======== THE DATA ========
PR #1211, opened 2024-09-20
docs(upgrade): clarify installation vs. instance

dckc:


Chris-Hibbert (approved):
Interesting that it linked to the right method doc.

PR #1212, opened 2024-09-24
chore: lint inline js snippets

mujahidkay:
Recently, set up a prettier config to normalize markdown formatting. It enforced no trailing semi colons which resulted in some mismatches if a dev has semis enabled extension wide. So firstly, this PR fixes that by removing that option.

Secondly, not all inline JS snippets were being fixed as such. Neither `prettier`, not `eslint-markdown` plugins natively handled that support (there still exists cases of js snippets without trailing semis). Also explored `remark-lint` but to no success. Concocted a custom linter (s/o claude) to handle all cases that occur in the repo and it should cover almost all use-cases (don't expect it to be perfect, have tried out manual examples generic in nature that do get filtered). Also, normalizes all ''\`\`\`javascript' usages to '\`\`\`js' for consistency

### DIFF
--- a/.prettierrc.json
+++ b/.prettierrc.json
@@ -2,7 +2,6 @@
     "printWidth": 80,
     "tabWidth": 2,
     "useTabs": false,
-    "semi": false,
     "singleQuote": true,
     "proseWrap": "preserve",
     "trailingComma": "none",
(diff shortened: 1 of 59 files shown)


toliaqat (approved):
Let's merge it, but I would recommend moving the linter code to some other repo later.

PR #1228, opened 2024-10-03
chore: downgrade glob

mujahidkay:
The issue arose because we introduced `glob` as a dependency in https://github.com/Agoric/documentation/pull/1212

The version introduced in this repo doesn't mesh well with the version(s) being used in some of the packages in agoric-sdk and hence, the linking step failed. Once I aligned the CI check breakage with the changes in docs repo, it was easier to pinpoint the root cause. 

As a fix, I have downgraded `glob` to the version that works for both cases. CI check now passes on agoric-sdk with this branch: https://github.com/Agoric/agoric-sdk/actions/runs/11157393879/job/31011590384?pr=10206

### DIFF
--- a/package.json
+++ b/package.json
@@ -65,7 +65,7 @@
     "eslint-plugin-import": "^2.30.0",
     "eslint-plugin-jsdoc": "^35.5.1",
     "eslint-plugin-prettier": "^5.2.1",
-    "glob": "^10.4.5",
+    "glob": "7.1.7",
     "import-meta-resolve": "^2.2.2",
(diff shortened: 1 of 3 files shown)


Muneeb147 (commented):
Are the other changes required with downgrade?

mujahidkay:
> Are the other changes required with downgrade?
> Are the other changes required with downgrade? mjs -> cjs and adding a run-linter wrapper

no, good catch. updating

Muneeb147 (approved):

Issue #1225, opened 2024-10-02
Deadlink checker for Navbar/sidebar items


mujahidkay:
vitepress automatically detects deadlink in markdown files during the build process but it fails to catch deadlinks from paths specified in navbar and sidebar.

There is a need to check for deadlinks in config files (non-markdown) so issues like [these](https://agoricopco.slack.com/archives/C03UF6JMWE7/p1727883598580209) don't happen.

PR #1236, opened 2024-10-08
chore: add a deadlink checker for nav/sidebar items

mujahidkay:
Closes: https://github.com/Agoric/documentation/issues/1225

Added this check to build script to keep it consistent with vitepress's built-in deadlink checker for md files (raises error during build time)

Unrelated but also formats the scripts dir.

Testing:

You can test by checking out the branch and entering invalid links.

### DIFF
--- a/scripts/checkLinks.mjs
+++ b/scripts/checkLinks.mjs
@@ -5,7 +5,7 @@ import { fileURLToPath } from 'url';
 const __filename = fileURLToPath(import.meta.url);
 const __dirname = path.dirname(__filename);
 
-const extractLinks = (content) => {
+const extractLinks = content => {
   const noSingleLineComments = content.replace(/\/\/.*$/gm, '');
   const noComments = noSingleLineComments.replace(/\/\*[\s\S]*?\*\//g, '');
   const linkRegex = /link:\s*(['"])([^'"]+)\1/g;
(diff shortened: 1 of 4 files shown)


scripts/checkLinks.mjs
```diff
@@ -0,0 +1,64 @@
+import fs from 'fs';
+import path from 'path';
+import { fileURLToPath } from 'url';
+
+const __filename = fileURLToPath(import.meta.url);
+const __dirname = path.dirname(__filename);
+
+const extractLinks = (content) => {
+  const linkRegex = /link:\s*'([^']+)'/g;
```
amessbee, line 9: I guess there is nothing to stop someone from using double quotes with links?

mujahidkay:
> @mujahidkay wondering whether we have any other options to fix #1225 ?

I think [Linkinator](https://www.npmjs.com/package/linkinator) seems like another option but I haven't really tested it. I will give it a go in my free time.

scripts/checkLinks.mjs
mujahidkay: good catch!

amessbee: I think this would also break the CI if there is a comment that contains a broken link?

amessbee (approved):
lgtm - nice work!

PR #1238, opened 2024-10-09
Adding Images to Orchestration Docs

amessbee:
Here are the changes:

1. Adding an orchestration contract architecture graphic.
2. Adding a graphic with potential connections between chains established through Agoric Orchestration.
3. Updating sequence diagrams to use mermaid code directly in markdown.
4. Removing unused assets.


main/guides/orchestration/index.md
```diff
@@ -10,6 +10,10 @@ The Agoric Orchestration API sits on top of Agoric’s novel VM that provides th
 
 Agoric’s Orchestration APIs simplify controlling accounts on remote chains, moving assets, and using capabilities on any chain the API reaches.
 
+<br/>
+<img src="./assets/orch_arch.svg" width="125%" />
+<br/>
```
dckc, line 15: Nice figure. I'd like to see it right after the 1st paragraph (ending "novel cross-chain-focused products.")

dckc: Also, how do we maintain it? Is this .svg file the editable source form? What tool did you use to create it?

amessbee: @dckc I created the original image using latex in ipe tool, and yes this was SVG. 

As per offline comments by @toliaqat I have updated the image with a new version, and moved it to [how-orchestration-works](https://ms-add-orch-images.documentation-7tp.pages.dev/guides/orchestration/how-orch-works.html) page. This image use the original source image from [Agoric Orchestration Docs document](https://docs.google.com/document/d/1xniiU38GcCKn66q-YurGf_DCA5w_2a8SE6dh-1O1M4c/edit) and was created use Canva online editor for which SVG is not available.

main/guides/orchestration/how-orch-works.md
```diff
@@ -15,6 +15,10 @@ To achieve these goals, several foundational technologies and protocols have
 been developed, with the [Inter-Blockchain Communication (IBC) protocol](https://ibcprotocol.org/) being
 one of the most prominent.
 
+<br/>
+<img src="./assets/orch_contract_arch.png" width="100%" />
```
dckc, line 19: any particular reason to switch from .svg to .png? .svg is more accessible - the text is searchable and selectable

dckc: oic

main/guides/orchestration/index.md
dckc: Canva? I found it in some Google slides. Here's an SVG export:

orch-arch

main/guides/orchestration/how-orch-works.md
amessbee: I think free version of Canva does not let you download SVG.

Back to SVG again for that image by converting the source slide you linked. There is another image on the landing page now (in PNG for now). I would probably tinkering a bit more, and perhaps add one more image too.

main/guides/orchestration/index.md
toliaqat: @dckc can you update the text in "User Story" box as per the image mudassir uploaded, and reupload the SVG?

main/guides/orchestration/how-orch-works.md
toliaqat: > the text is searchable and selectable

@dckc how is the text searchable and selectable in the SVG image? I cannot do that in your uploaded SVG. I could not find DEX in the source of your image as well.

amessbee: I thought I already fixed that?

https://8abcef3f.documentation-7tp.pages.dev/guides/orchestration/how-orch-works.html

main/guides/orchestration/index.md
toliaqat: I don't think svg vs png is a debate that should delay improving docs. We already have both kinds of images in the repo and they solve the problem at hand. Optimizing the format should come when we have learned enough after many iterations and have nothing else to improve.

toliaqat (commented):
@amessbee please remove images from the PR that are not needed anymore. For example: [main/guides/orchestration/assets/orch_arch.svg](https://github.com/Agoric/documentation/pull/1238/files#diff-89f50e0763730ee21e6f80b93f3327b69218e3bc4c00f99e7abdc847c00fc942)

amessbee:
@dckc @mujahidkay @toliaqat  I am adding a [vite plugin for mermaid](https://www.npmjs.com/package/vitepress-plugin-mermaid) that renders diagrams from within markdown and seems to work fine. This will save us from keeping both `.mmd` source file and the `.svg` graphic file and we can directly add the mermaid code to the markdown. I have updated the sequence diagram on [Orchestration landing page](https://ms-add-orch-images.documentation-7tp.pages.dev/guides/orchestration/) - never mind rest of the mess on that page. I will update docs wherever we are using mermaid code unless there is a reason not to.

main/guides/orchestration/index.md
```diff
@@ -10,6 +10,10 @@ The Agoric Orchestration API sits on top of Agoric’s novel VM that provides th
 
 Agoric’s Orchestration APIs simplify controlling accounts on remote chains, moving assets, and using capabilities on any chain the API reaches.
 
+<br/>
+<img src="./assets/chains4.png" width="100%" />
```
mujahidkay, line 14: nit: appropriate filename `chains.png` should be fine

package.json
```diff
@@ -67,10 +67,12 @@
     "eslint-plugin-prettier": "^5.2.1",
     "glob": "7.1.7",
     "import-meta-resolve": "^2.2.2",
+    "mermaid": "^11.3.0",
```
mujahidkay, line 70: we also want to probe agoric-sdk CI against this branch. This is to avoid any underlying package used by these new packages to break it (it's broken right now so we may have to wait for https://github.com/Agoric/documentation/pull/1240 to merge and then rebase)

toliaqat:
@amessbee I really like the mermaid code and rendering package—it’s great that it allows users to select and search text on the page. Thanks for adding that! However, I would have preferred it as a separate PR so we could review and merge the graphic and mermaid PRs independently.

mujahidkay (approved):
Good addition to the docs!

Kindly update branch and re-verify before merging.

main/guides/orchestration/index.md
dckc: > ... We already have both kinds of images in the repo and they solve the problem at hand.

Yes; we use .png for screenshots and, until now, we used .svg for diagrams.

> Optimizing the format should come when we have learned enough after many iterations and have nothing else to improve.

So only after many iterations we should consider accessibility? That's not a position I'm prepared to support.

https://www.ohchr.org/en/instruments-mechanisms/instruments/convention-rights-persons-disabilities#article-9

PR #1240, opened 2024-10-11
chore: Sync Endo versions

kriskowal:


kriskowal:
The Cloudflare errors are HTTP gateway problems with `yarn`. I assume that’s unrelated to the proposed changes, and we may just have to wait for some weather to pass.

0xpatrickdev (approved):
I see some duplicates in `yarn.lock`,  seemingly from references to `community-dev`, but assume fixing CI in `agoric-sdk` is more important

PR #1243, opened 2024-10-15
Mermaid Plugin: Render Inline Mermaid

amessbee:
Changes include:

adding mermaid and mermaid vite plugin 
update to sequence diagram on orchestration to use inline mermaid

### DIFF
--- a/main/.vitepress/config.mjs
+++ b/main/.vitepress/config.mjs
@@ -1,8 +1,8 @@
-import { defineConfig } from 'vitepress';
 import { nav } from './themeConfig/nav.js';
 import { rewrites } from './themeConfig/rewrites.js';
+import { withMermaid } from "vitepress-plugin-mermaid";
 
-export default defineConfig({
+export default withMermaid({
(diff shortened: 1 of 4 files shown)


toliaqat (commented):
The deleted image has a reference in other files. For example https://github.com/Agoric/documentation/blob/c1e76b7a6a6dd3bebf94598c83cd5afec15e2e3d/main/guides/orchestration/contract-walkthroughs/cross-chain-unbond.md#L3-L4

Please update the comment or not delete the image if the comment is important and we want to bring the image back in future.

amessbee:
> The deleted image has a reference in other files:
> 
> https://github.com/Agoric/documentation/blob/c1e76b7a6a6dd3bebf94598c83cd5afec15e2e3d/main/guides/orchestration/contract-walkthroughs/cross-chain-unbond.md#L3-L4
> 
> Please update the comment or not delete the image if the comment is important and we want to bring the image back in the future. If I were you, I would not add mermaid of the deleted image, and instead undelete the file to merge the original PR as soon as possible.

Do you think I should undelete other two unused SVG files too?

PR #1251, opened 2024-11-19
chore: Update Endo versions

kriskowal:
https://github.com/endojs/endo/releases/tag/ses%401.10.0


michaelfig (approved):
Looks like version updates to me!

PR #1260, opened 2024-12-27
Update key-concepts.md

Chris-Hibbert:
`OrchestrationAccountI` link leads to a blank page. Is `OrchestrationAccountCommon` the intended destination?


turadg (approved):
Yeah, @erights improved the naming recently. I suppose we need some integration builds of the docs with agoric-sdk. Or move this content into the monorep.

PR #357, opened 2016-02-29
(PCP-232) Acceptance - ensure pxp-agent is usable after restarting host

james-stocks:
[skip ci]


james-stocks:
Closing PR as the test will currently fail due to not using puppet ssl certs

PR #358, opened 2016-03-01
(PCP-296) Acceptance tests should use Puppet generated SSL certs

james-stocks:
Change the acceptance tests to use Puppet generated SSL certs instead of our test fixture certs.
For pcp-broker; the puppet certs are copied onto the standard test cert paths so that no change to pcp-broker code is needed.
Adds a pre-suite class to generate certs for the test executor so that it can certify itself when connecting pcp-client.

[skip ci]

### DIFF
--- a/acceptance/setup/common/060_Setup_PCP_Client.rb
+++ b/acceptance/setup/common/060_Setup_PCP_Client.rb
@@ -1,0 +1,19 @@
+require 'pxp-agent/test_helper'
+require 'socket'
+test_name 'Set up SSL certs for pcp-client to use'
+
+step 'On master create certs for the host running pcp-client' do
+  hostname = Socket.gethostname
+  on master, puppet("cert generate #{hostname}")
+  on(master, puppet('config print ssldir')) do |result|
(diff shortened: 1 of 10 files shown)


richardc:
:+1:

acceptance/setup/common/060_Setup_PCP_Client.rb
```diff
@@ -0,0 +1,19 @@
+require 'pxp-agent/test_helper'
+require 'socket'
+test_name 'Set up SSL certs for pcp-client to use'
+
+step 'On master create certs for the host running pcp-client' do
+  hostname = Socket.gethostname
+  on master, puppet("cert generate #{hostname}")
```
richardc: As this is just a role identity, this could be something like `beaker-controller` and would remove the need to determine the hostname of the beaker host.

james-stocks:
Tested on staging Jenkins - URL for the results posted in the ticket

james-stocks:
Closing as this should be against stable, not master

PR #359, opened 2016-03-01
(PCP-296) Acceptance tests should use Puppet generated SSL certs

james-stocks:
Change the acceptance tests to use Puppet generated SSL certs instead of our test fixture certs.
For pcp-broker; the puppet certs are copied onto the standard test cert paths so that no change to pcp-broker code is needed.
Adds a pre-suite class to generate certs for the test executor so that it can certify itself when connecting pcp-client.

[skip ci]


james-stocks:
This was reviewed previously as https://github.com/puppetlabs/pxp-agent/pull/358 but that PR was mistakenly pointing at master

PR #363, opened 2016-03-07
(PCP-232) Acceptance - ensure pxp-agent is usable after restarting host

james-stocks:
[skip ci]

### DIFF
--- a/acceptance/tests/restart_host_run_puppet.rb
+++ b/acceptance/tests/restart_host_run_puppet.rb
@@ -1,0 +1,59 @@
+require 'pxp-agent/test_helper.rb'
+
+test_name 'C94777 - Ensure pxp-agent functions after agent host restart' do
+
+  step 'Ensure each agent host has pxp-agent service running and enabled' do
+    agents.each do |agent|
+      on agent, puppet('resource service pxp-agent ensure=stopped')
+      cert_dir = configure_std_certs_on_host(agent)
+      create_remote_file(agent, pxp_agent_config_file(agent), pxp_config_json_using_puppet_certs(master, agent).to_s)
+      on agent, puppet('resource service pxp-agent ensure=running enable=true')
+      assert(is_associated?(master, "pcp://#{agent}/agent"),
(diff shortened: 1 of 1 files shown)


parisiale:
This looks good to me.

Since you have specific tests for pxp-module-puppet, would it make sense to use the "echo echo" action instead of "pxp-module-puppet run" to decouple testing pxp-agent from testing pxp-module-puppet?
Of course it depends on what you mean by usable.

In case you decide to use the echo module, the "params" entry should be in the format: `"params":{"argument":"maradona"}`.

james-stocks:
DO NOT MERGE at the moment - see PCP-232

james-stocks:
@parisiale I think it is valuable to ensure that a pxp-module-puppet run works following a host reboot. There are perhaps two distinct tests here: 1. pxp-agent service works following a restart; 2. pxp-module-puppet run works following a restart. In the trade-off between efficient use of CI resource (single test case) and distinct isolated test results (2 separate test cases); I think being efficient with CI resource is more valuable in this case

parisiale:
:+1:

johnduarte:
@james-stocks the test looks fine to me.

When merged on top of SHA 13846131ce0797e6cea98cb8e78e9d023f364442, the passes on Ubuntu 14.04, but fails on Windows2012r2 with the following.

```
 Begin tests/restart_host_run_puppet.rb
        tests/restart_host_run_puppet.rb failed in 113.45 seconds
                  Test Case tests/restart_host_run_puppet.rb reported: #<Minitest::Assertion: Agent ll4bvsyaqmau3x1.delivery.puppetlabs.net with PCP identity pcp://ll4bvsyaqmau3x1.delivery.puppetlabs.net/agent should be associated with pcp-broker>
```

Other tests in this suite fail in a similar manner so it is not specifically related to this test.

james-stocks:
@johnduarte  I believe the errors you saw when trialling these tests was PCP-355 and not related to the code in this PR

johnduarte:
@james-stocks you are correct, the previous failure was an intermittent unrelated failure. I have executed a successful run on Windows2012r2 with this test.

PR #364, opened 2016-03-08
(PCP-308) run modules in own contracts on Solaris

mruzicka:
Solaris keeps track of the state of the system services by employing so called contracts. A contract is effectively a group of processes. Each service has its own contract. When a service starts a new process it is by default a member of the service's contract. When a service is restarted all processes in its contract are killed (or at least the system waits until they exit).
This behavior isn't the desired one for ```pxp-agent``` as we want the modules it spawns to outlive it in case it is restarted.
The solution is to make sure the modules are executed in their own contracts so that they are not killed when the ```pxp-agent``` service is restarted. In this commit we achieve this be executing the modules via the ```ctrun``` command.

### DIFF
--- a/lib/src/external_module.cc
+++ b/lib/src/external_module.cc
@@ -342,8 +342,10 @@ ActionResponse ExternalModule::callNonBlockingAction(const ActionRequest& reques
     LOG_TRACE("Input for the %1%: %2%", request.prettyLabel(), input_txt);
 
     auto exec = lth_exec::execute(
-#ifdef _WIN32
+#if defined(_WIN32)
         "cmd.exe", { "/c", path_, action_name },
+#elif defined(__sun)
+        "/usr/bin/ctrun", { "-l", "child", path_, action_name },
 #else
         path_, { action_name },
 #endif


lib/src/external_module.cc
```diff
@@ -191,13 +191,15 @@ const PCPClient::Validator ExternalModule::metadata_validator_ {
...
 const lth_jc::JsonContainer ExternalModule::getModuleMetadata()
 {
-    auto exec =
-#ifdef _WIN32
-        lth_exec::execute("cmd.exe", { "/c", path_, "metadata" },
+    auto exec = lth_exec::execute(
+#if defined(_WIN32)
+        "cmd.exe", { "/c", path_, "metadata" },
+#elif defined(__sun)
+        "/usr/bin/ctrun", { "-l", "child", path_, "metadata" },
```
parisiale: You don't need ctrun for the "metadata" call.

lib/src/external_module.cc
```diff
@@ -313,8 +315,10 @@ ActionResponse ExternalModule::callBlockingAction(const ActionRequest& request)
     LOG_TRACE("Input for the %1%: %2%", request.prettyLabel(), action_args);
 
     auto exec = lth_exec::execute(
-#ifdef _WIN32
+#if defined(_WIN32)
         "cmd.exe", { "/c", path_, action_name },
+#elif defined(__sun)
+        "/usr/bin/ctrun", { "-l", "child", path_, action_name },
```
parisiale: I don't think we need ctrun for this blocking procedure.

lib/src/external_module.cc
```diff
@@ -342,8 +346,10 @@ ActionResponse ExternalModule::callNonBlockingAction(const ActionRequest& reques
     LOG_TRACE("Input for the %1%: %2%", request.prettyLabel(), input_txt);
 
     auto exec = lth_exec::execute(
-#ifdef _WIN32
+#if defined(_WIN32)
         "cmd.exe", { "/c", path_, action_name },
+#elif defined(__sun)
+        "/usr/bin/ctrun", { "-l", "child", path_, action_name },
```
parisiale: I'm not sure whether passing the absolute path of ctrun is the right choice.
facter does that for Solaris' zonename: https://github.com/puppetlabs/facter/blob/master/lib/src/facts/solaris/zone_resolver.cc#L17.
Should we rely on leatherman's which instead and only pass the executable name?
@MikaelSmith , @branan  thoughts?

lib/src/external_module.cc
mruzicka: I was considering not using ```ctrun``` here (and above), but in the end I decided to use it here to keep the behavior consistent with other OSes.

MikaelSmith: I'm not sure we've been consistent about that. Also pinging @peterhuene.

I think we've tended to use absolute paths for things that are intrinsic to the OS, and relative paths for packages that might be installed as dependencies (and we've been moving to allowing an absolute path to be specified at compile-time for those as we move them into the puppet-agent package).

branan: My opinion is that for stuff where we know it'll always be in the same place we should just use absolute paths. I use `which` when either the command might not exist, or if it might be in different places depending on the particular OS flavor.

For ctrun in solaris, I think we can just use an absolute path

parisiale:
Tracking the Travis failure in PCP-340, which is unrelated to this change.

PR #365, opened 2016-03-11
(maint) Consider output processing delay in component test

parisiale:
ExternalModule waits 100 ms before processing the output of a
non-blocking test; here, we're adding an extra pause to the component
tests in order to avoid transient failures when testing the
non-blocking response.

Note that the component tests are asynchronous; they are executed only
when the TEST_VIRTUAL flag is enabled.


mruzicka:
LGTM

PR #366, opened 2016-03-11
DONT MERGE (maint) Wait for the module completion in component tests

parisiale:
With this commit we add an extra pause to the component test that
verifies that the provisional response is sent. Also ensuring that the
final non-blocking response is not sent in case notify_outcome is
false.

### DIFF
--- a/.gitignore
+++ b/.gitignore
@@ -2,5 +2,6 @@
 /build/
 /dev-resources/
 /lib/tests/resources/test_spool/
+/lib/tests/resources/tmp/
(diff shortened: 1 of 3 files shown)


mruzicka:
The changes look good to me but the travis check failed :-(

parisiale:
I'll deal with this within PCP-340.
I don't know what's going on with Travis, as I can't reproduce any of the failures on OS X.

mruzicka:
OK, merging then.

PR #367, opened 2016-03-14
(PCP-340) Wait for the module completion in component tests

parisiale:
With this commit we add a function to check whether the external module
run finished by looking at the exit code file.

Removing the unnecessary pause from the bloking tests.


mruzicka:
LGTM

PR #368, opened 2016-03-14
(PCP-306) run report in tempfile

mruzicka:
Before this commit we let puppet runs executed from px-module-puppet write their run reports to the default location. Since the file is overwritten on every puppet run, we could never be sure when reading the file whether it was produced by the puppet run triggered by pxp-module-puppet or by a concurrent puppet run.
To avoid this, we update the pxp-module-puppet in this commit such that it ensures (by passing the ```--lastrunreport``` option) that the puppet runs it triggers write their run reports to uniquely named temporary files rather than to the default location.

### DIFF
--- a/modules/pxp-module-puppet
+++ b/modules/pxp-module-puppet
@@ -37,7 +37,7 @@ def is_win?
   return !!File::ALT_SEPARATOR
 end
 
-def last_run_result(exitcode)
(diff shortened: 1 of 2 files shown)


mruzicka:
closing this, as we decided we don't want to break the last run report file contract

PR #371, opened 2016-03-21
(PCP-338) Handle Associate Session errors

parisiale:
Retrying to connect in case of errors during Session Association; that
is done after a random pause in the  [5 s, 10 s] interval.

Handling Session Association failures.

### DIFF
--- a/exe/main.cc
+++ b/exe/main.cc
@@ -66,9 +66,12 @@ int startAgent(std::vector<std::string> arguments) {
     try {
         Agent agent { Configuration::Instance().getAgentConfiguration() };
         agent.start();
+    } catch (const Agent::PCPConfigurationError& e) {
+        exit_code = PXP_AGENT_CONFIGURATION_FAILURE;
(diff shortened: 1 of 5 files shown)


parisiale:
Don't merge before https://github.com/puppetlabs/cpp-pcp-client/pull/144/files.

exe/main.cc
```diff
@@ -66,9 +66,12 @@ int startAgent(std::vector<std::string> arguments) {
     try {
         Agent agent { Configuration::Instance().getAgentConfiguration() };
         agent.start();
+    } catch (const Agent::PCPConfigurationError& e) {
```
james-stocks: This new Error struct is used in the event that association fails - should it therefore be named PCPAssociationError or something similar? To a user or a support engineer; "PCP configuration" might suggest something in a config file. I think in this context "configuration" instead means the combination of PCP broker/client components?

parisiale: No.

mruzicka:
LGTM, although I agree with @james-stocks, the exception naming could use some improvement.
========
_WORK TASK_
Each line above that includes the word "callNonBlockingAction" is to be copied.

_SOLUTION_
@@ -342,8 +342,10 @@ ActionResponse ExternalModule::callNonBlockingAction(const ActionRequest& reques
@@ -342,8 +346,10 @@ ActionResponse ExternalModule::callNonBlockingAction(const ActionRequest& reques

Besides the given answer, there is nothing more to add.